Bashar Mati: Day 12. As we watched the booster arc up into the night sky, riding a pillar of flame, you took my hand, squeezed it, and said, "You have written the story of our family across the stars."
Last stop. After this, I'll have said everything I need to.
It was just a routine launch, but for us it might as well have been Apollo 11. It was my first payload: a seeker/extractor with an upgraded propulsion system I'd design.
The vehicle was destined for M89282, an asteroid rich in ruthenium and tungsten. A Metallurgic claim, as it happened. A family event, through and through.
So there we stood, in the open air as night fell and the stars came up. And of course I was thinking of that night years before, when we watched the Perseids together and talked and dreamed of this very moment.
You were thinking of it too, because when the booster launched, as it rose into the sky on its jet of flame, you took my hand and said, "You have written the story of our family across the stars."
Even then I knew it wasn't true. The vehicle was headed for a rock, not a star. It was a routine launch, not some voyage of discovery. But my heart was too full to quibble. I just smiled and squeezed your hand back.
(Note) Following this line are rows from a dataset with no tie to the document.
PR #23021, opened 2024-02-08
ci: use CODECOV_TOKEN

Jolg42:
Needed since https://github.com/prisma/prisma/pull/22908

To avoid failures that are reported as warnings, for example
https://github.com/prisma/prisma/actions/runs/7830436419
Screenshot 2024-02-08 at 15 35 49

While looking at this I requested adding the GitHub app which added 2 “checks”, these will always pass as I configured them to be informational.

We can remove this later if that is not useful
Screenshot 2024-02-08 at 15 49 26

### DIFF
--- a/.github/codecov.yml
+++ b/.github/codecov.yml
@@ -1,6 +1,16 @@
 # Enable/Disable PR comments
 comment: false
 
+# https://docs.codecov.com/docs/commit-status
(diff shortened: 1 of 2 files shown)


Jolg42:
I disabled both for now.

PR #23029, opened 2024-02-08
fix(client): Reuse buffer polyfill in wasm-bindgen runtime

SevInf:
During engine split, we unbundled query_engine_bg.js file. That means,
that polyfills were no longer reused between the two. `fillPlugin`
helped to insert the import for `buffer`, but it did not inline it.

If we are to just enable bundling on wasm-bindgen runtime files,
polyfill will be duplicated between the two. So, instead we are doing
following:
- building `buffer` polyfill as the separate bundle
- inserting that import as external to both edge runtime and
  wasm-bindgen runtime files.

This should keep a single copy of a polyfill, while also fixing
ecosystem-tests.

### DIFF
--- a/helpers/compile/plugins/fill-plugin/fillPlugin.ts
+++ b/helpers/compile/plugins/fill-plugin/fillPlugin.ts
@@ -1,48 +1,13 @@
-import crypto from 'crypto'
 import * as esbuild from 'esbuild'
-import os from 'os'
 import path from 'path'
-import resolve from 'resolve'
-
-type LoadCache = { [K in string]: string }
 
 type Fillers = {
   [k in string]: {
-    imports?: string
+    imports?: string | { path: string; external: boolean }
     globals?: string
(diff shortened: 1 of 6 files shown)


helpers/compile/plugins/fill-plugin/fillPlugin.ts
```diff
@@ -1,50 +1,15 @@
...
 }
 
-/**
- * Bundle a polyfill with all its dependencies. We use paths to files in /tmp
- * instead of direct contents so that esbuild can include things once only.
- * @param cache to serve from
- * @param module to be compiled
- * @returns the path to the bundle
- */
-const loader = (cache: LoadCache) => (module: string) => {
```
SevInf, line 25: No longer used

SevInf:
Not needed anymore, `Buffer` is no longer referenced in wasm-bindgen runtime.

PR #23032, opened 2024-02-08
fix(client): optimize engine panic handling for wasm

millsp:
This PR prunes the `LibraryEngine`'s `RustPanic` related codepaths which cannot happen in our `wasm` runtime. This contributes to better gzip sizes.


Jolg42 (approved):

jkomyno:
> This PR prunes the `LibraryEngine`'s `RustPanic` related codepaths which cannot happen in our `wasm` runtime. This contributes to better gzip sizes.

Could you please remind us why "RustPanic related codepaths which cannot happen"?
The Query Engine can still crash unexpectedly at times, can it not?

millsp:
I don't have full knowledge there, this is after chatting with @SevInf, he will have the context.

SevInf:
>The Query Engine can still crash unexpectedly at times, can it not?

It can, but it can't report panic back to the client in the same way napi does.

PR #23087, opened 2024-02-12
chore: Add bundled-js-drivers package

SevInf:
Background: when we update driver version in prisma/prisma, more often
than not this breaks engine-side test executor until we update driver
there as well. This PR attempts to mitigate the problem in the following
way:
- adds internal meta-package with all of the drivers re-exported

It was the finest moment of my life. You and me, Ma. Onwards and upwards, the start of great things.
But after you died and I broke down, the meaning of that night... changed. Everything that had seemed wonderful seemed to turn rotten and false.
It seemed false because it was false. I'd never written anything across the stars. Sure, I'd hoped to work on a project like that, a deep space probe or a colony ship. But it never happened, and now that my career was over, it never would.
And then, when I found out about the plague, the memory haunted me even worse. Because it wasn't just me who failed to write a story across the stars, you see. It was all of us. Our entire species.
All our innovation, all our tech, all our striving... and it came to zero.
I've been looking up the stars a lot, Ma. And the only story I see written across them is that we are small and insignificant and will soon disappear with hardly a trace left behind.
It's a hard story, and I don't much like it. So I guess maybe what I've been trying to do these past twelve days is tell a different story.
Not a big story, written across the stars, but a tiny one, written across the humble earth of the only world we ever got to know.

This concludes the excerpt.